Search code examples
regexuipath

Regex Get Everything Between 2 Words


I need to find in text the last match word "Madhuparna" and get text between the left near match tag html to last tag html in text.

  • Word to find:

Madhuparna

  • Text input:

<p>The entire purpose speed up the process.</p><p>June 5, 2021 By Demo</p>\r\n<p>The entire purpose of a terminal emulator is to imitate how the regular computer terminals perform</p><p>Allowing the main computer to connect Madhuparna to and use a remote computer</p><li>bla bla bla bla bla bla</li>

  • Result that I need:

<p>Allowing the main computer to connect Madhuparna to and use a remote computer</p><li>bla bla bla bla bla bla</li>

  • What I have to now but not work:

/<(\S+)(>| .*?>)[^<>]*Madhuparna[^<>]*<\/\1>/g


Solution

  • You can use

    (?s)<\w+(?:\s[^>]*)?>[^<>]*Madhuparna.*</\w+>
    

    See the regex demo.

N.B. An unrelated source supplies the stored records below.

PR #2405, opened 2024-10-25
CAS-617 Remove PDU property from bedsearch Api endpoint

muhammad-elabdulla:
Remove PDU property from bedsearch Api endpoint as it was replaced with PDU list


davidatkinsuk (approved):
LGTM 👍

PR #4753, opened 2026-05-20
Premises Search Optimisation

davidatkinsuk:
The premises search was taking upto 3 seconds in production.

This commit makes a simple optimisation to the query to get it down to around 1 second.

The lateral join wasn’t required because we were retaining all local restrictions that match the premises (lateral would be useful if we wanted to select a specific restriction based on order, for example)


danhumphreys-moj (approved):
LGTM

PR #4755, opened 2026-05-20
Remove duplicate apType on assessment accept

davidatkinsuk:
Before this commit the `apType` on the `Cas1AssessmentAcceptance` type was defined in two places:

1. As `apType: ApType?`
2. As `requirements.apType: ApType`

The former was only used when creating the domain event. The later was persisted to the `placementRequest.placementRequirements`

This commit removes `apType: ApType?` and replaces its usage with the non-nullable `requirements.apType: ApType`


daveawc (approved):
👍

PR #4759, opened 2026-05-21
Refresh dependency check supressions

davidatkinsuk:
Remove stale entries

Add DOMPurify entries, aligned with hmpps gradle plugin rationale (https://github.com/ministryofjustice/hmpps-gradle-spring-boot/blob/main/src/main/resources/dps-gradle-spring-boot-suppressions.xml). We use a different version so have different CVEs

Use variables to remove version duplication in build file


daveawc (approved):
👍

PR #4760, opened 2026-05-21
Optimise Space Search SQL

davidatkinsuk:
The space search query currently has a combinatorial exploision issue due to the amount of joins being applied.

This commit changes how we collate room and premises characteristics for each premises by using a subquery to collate the information int an array, and returning that to the ‘main’ query. This reduces the number of top level joins being applied, significantly increasing the SQL execution time (from around 1 second to 0.1 seconds)


daveawc (approved):
Nice!

danhumphreys-moj (approved):
LGTM - changes/improvements in SQL.  No change to tests required so functionality remains the same.

davidatkinsuk:
> LGTM - changes/improvements in SQL. No change to tests required so functionality remains the same.

FYI i did do some sanity testing against pre-prod data diff-ing a CSV dump of results before and after SQL change. But I agree our tests are very thorough in this area so technically that wasn't required

PR #4778, opened 2026-05-26
FM-603 - Add CAS2 backfill application cohorts migration job and tests

danhumphreys-moj:
Ref: https://dsdmoj.atlassian.net/browse/FM-603

Adds a migration job to populate `cohort` based on `applicationOrigin`.

### DIFF
--- a/src/main/kotlin/uk/gov/justice/digital/hmpps/approvedpremisesapi/cas2/migration/Cas2BackfillApplicationCohortJob.kt
+++ b/src/main/kotlin/uk/gov/justice/digital/hmpps/approvedpremisesapi/cas2/migration/Cas2BackfillApplicationCohortJob.kt
@@ -1,0 +1,47 @@
+package uk.gov.justice.digital.hmpps.approvedpremisesapi.cas2.migration
+
+import org.slf4j.LoggerFactory
+import org.springframework.stereotype.Component
+import org.springframework.transaction.support.TransactionTemplate
+import uk.gov.justice.digital.hmpps.approvedpremisesapi.api.model.ApplicationOrigin
+import uk.gov.justice.digital.hmpps.approvedpremisesapi.cas2.jpa.entity.Cas2ApplicationRepository
+import uk.gov.justice.digital.hmpps.approvedpremisesapi.cas2.jpa.entity.Cas2Cohort
+import uk.gov.justice.digital.hmpps.approvedpremisesapi.cas2.jpa.entity.Cas2IdApplicationOriginEntity
+import uk.gov.justice.digital.hmpps.approvedpremisesapi.migration.MigrationJob
+
+@Component
+class Cas2BackfillApplicationCohortJob(
+  private val cas2ApplicationRepository: Cas2ApplicationRepository,
+  private val transactionTemplate: TransactionTemplate,
+) : MigrationJob() {
+  override val shouldRunInTransaction = false
+  private val log = LoggerFactory.getLogger(this::class.java)
+
+  @SuppressWarnings("MagicNumber")
+  override fun process(pageSize: Int) {
+    val applications = cas2ApplicationRepository.findIdAndApplicationOriginByCohortIsNull()
+
+    log.info("Found ${applications.size} applications without a cohort to backfill")
+
+    applications.forEach { application ->
+      transactionTemplate.executeWithoutResult {
+        updateCohort(application)
+      }
+      Thread.sleep(50)
+    }
+
+    log.info("Backfilled ${applications.size} applications")
+  }
+
+  private fun updateCohort(application: Cas2IdApplicationOriginEntity) {
+    cas2ApplicationRepository.updateCohort(
+      application.id,
+      when (application.applicationOrigin) {
+        ApplicationOrigin.courtBail -> Cas2Cohort.COURT_BAIL.name
+        ApplicationOrigin.prisonBail -> Cas2Cohort.PRISON_BAIL.name
+        ApplicationOrigin.homeDetentionCurfew -> Cas2Cohort.HDC.name
+        ApplicationOrigin.other -> throw IllegalStateException("Unexpected application origin: ${application.applicationOrigin}")
+      },
+    )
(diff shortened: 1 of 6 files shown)


src/main/kotlin/uk/gov/justice/digital/hmpps/approvedpremisesapi/cas2/migration/Cas2BackfillApplicationCohortJob.kt
```diff
@@ -0,0 +1,33 @@
...
+
+    applications.forEach { application ->
+      application.cohort = when (application.applicationOrigin) {
+        ApplicationOrigin.courtBail -> Cas2Cohort.COURT_BAIL
+        ApplicationOrigin.prisonBail -> Cas2Cohort.PRISON_BAIL
+        ApplicationOrigin.homeDetentionCurfew -> Cas2Cohort.HDC
+        ApplicationOrigin.other -> throw IllegalStateException("Unexpected application origin: ${application.applicationOrigin}")
+      }
+    }
+    cas2ApplicationRepository.saveAll(applications)
```
davidatkinsuk: because we have 13772 applications i'm slightly concerned about doing this update in a single transaction, for a few reasons:

1. it's going to be quite a large transaction, i think we may have resource issues
2. because we don't have version control on the entity (e.g. optimistic locking) any change that comes in on the application during this operation will be overwritten by the state of the transaction, which is a snapshot of the application when this job started running

We could avoid (2) by adding a version column and enable locking, but i think it may be better if we instead [update the single field directly](https://github.com/ministryofjustice/hmpps-approved-premises-api/blob/88869cd87f99bdc1b04e81a2574c7ccd05b659d1/src/main/kotlin/uk/gov/justice/digital/hmpps/approvedpremisesapi/jpa/entity/ApplicationEntity.kt#L236) for each iteration, [using a new transaction for each iteration](https://github.com/ministryofjustice/hmpps-approved-premises-api/blob/8734f29180cf7085119c4199251a0cfd214ad9b6/src/main/kotlin/uk/gov/justice/digital/hmpps/approvedpremisesapi/cas1/migration/Cas1BackfillUserApArea.kt#L29).

This also means if the migration job fails part way through it will continue where it left off

davidatkinsuk (commented):
Just one comment from me regarding the scope of the transaction

src/main/kotlin/uk/gov/justice/digital/hmpps/approvedpremisesapi/cas2/migration/Cas2BackfillApplicationCohortJob.kt
danhumphreys-moj: Yes good idea.

Have added 2 x new repository functions:
```
  @Query(
    "SELECT id, application_origin FROM cas_2_applications WHERE cohort IS NULL",
    nativeQuery = true,
  )
  fun findIdAndApplicationOriginByCohortIsNull(): List<Cas2IdApplicationOriginEntity>

  @Modifying
  @Query("UPDATE cas_2_applications SET cohort = :cohort WHERE id = :id", nativeQuery = true)
  fun updateCohort(id: UUID, cohort: String)
  ```
  
  New entity with reduced properties to help reduce memory requirements:
  ```
  @Entity
@Table(name = "cas_2_applications")
data class Cas2IdApplicationOriginEntity(
    @Id
    val id: UUID,
    @Enumerated(EnumType.STRING)
    var applicationOrigin: ApplicationOrigin,
)
```

Updated `process` to call update function on each record:
```
  override fun process(pageSize: Int) {
    val applications = cas2ApplicationRepository.findIdAndApplicationOriginByCohortIsNull()

    log.info("Found ${applications.size} applications without a cohort to backfill")

    applications.forEach { application ->
      transactionTemplate.executeWithoutResult {
        updateCohort(application)
      }
      Thread.sleep(50)
    }
```

And new private fun to update, considered splitting out the when into a dedicated look-up but I understand Kotlin when's are sufficiently efficient that this isn't required:

```
  private fun updateCohort(application: Cas2IdApplicationOriginEntity) {
    cas2ApplicationRepository.updateCohort(application.id, when (application.applicationOrigin) {
      ApplicationOrigin.courtBail -> Cas2Cohort.COURT_BAIL.name
      ApplicationOrigin.prisonBail -> Cas2Cohort.PRISON_BAIL.name
      ApplicationOrigin.homeDetentionCurfew -> Cas2Cohort.HDC.name
      ApplicationOrigin.other -> throw IllegalStateException("Unexpected application origin: ${application.applicationOrigin}")
    })
  }
```

src/main/kotlin/uk/gov/justice/digital/hmpps/approvedpremisesapi/cas2/migration/Cas2BackfillApplicationCohortJob.kt
```diff
@@ -0,0 +1,33 @@
...
+import uk.gov.justice.digital.hmpps.approvedpremisesapi.api.model.ApplicationOrigin
+import uk.gov.justice.digital.hmpps.approvedpremisesapi.cas2.jpa.entity.Cas2ApplicationRepository
+import uk.gov.justice.digital.hmpps.approvedpremisesapi.cas2.jpa.entity.Cas2Cohort
+import uk.gov.justice.digital.hmpps.approvedpremisesapi.migration.MigrationJob
+
+@Component
+class Cas2BackfillApplicationCohortJob(
+  private val cas2ApplicationRepository: Cas2ApplicationRepository,
+) : MigrationJob() {
+  override val shouldRunInTransaction = true
```
davidatkinsuk: I think this needs changing to false as we're managing the transactions ourselves per row

danhumphreys-moj: Done!

davidatkinsuk (approved):
Looks great 👍

PR #4781, opened 2026-05-27
Fix open api groups

davidatkinsuk:
Recently we added `paths-to-exclude` entry in the `application.yml` to exclude the `queue-admin/**` urls from all open api documents. This overwrote our custom exclude rules defined in `OpenApiConfiguration`. This commit removes that entry, and instead adds it into the `OpenApiConfiguration`. It also adds a regression test to capture similar breakages in the future


daveawc (approved):
Nice find.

Details:

    • (?s) - an inline singleline flag
    • < - < char
    • \w+ - one or more word chars
    • (?:\s[^>]*)? - an optional occurrence of a whitespace and then zero or more chars other than >
    • > - a > char
    • [^<>]* - zero or more chars other than < and >
    • Madhuparna - a substring
    • .* - any zero or more chars, as many as possible
    • </\w+> - a </ string, any one or more word chars, >.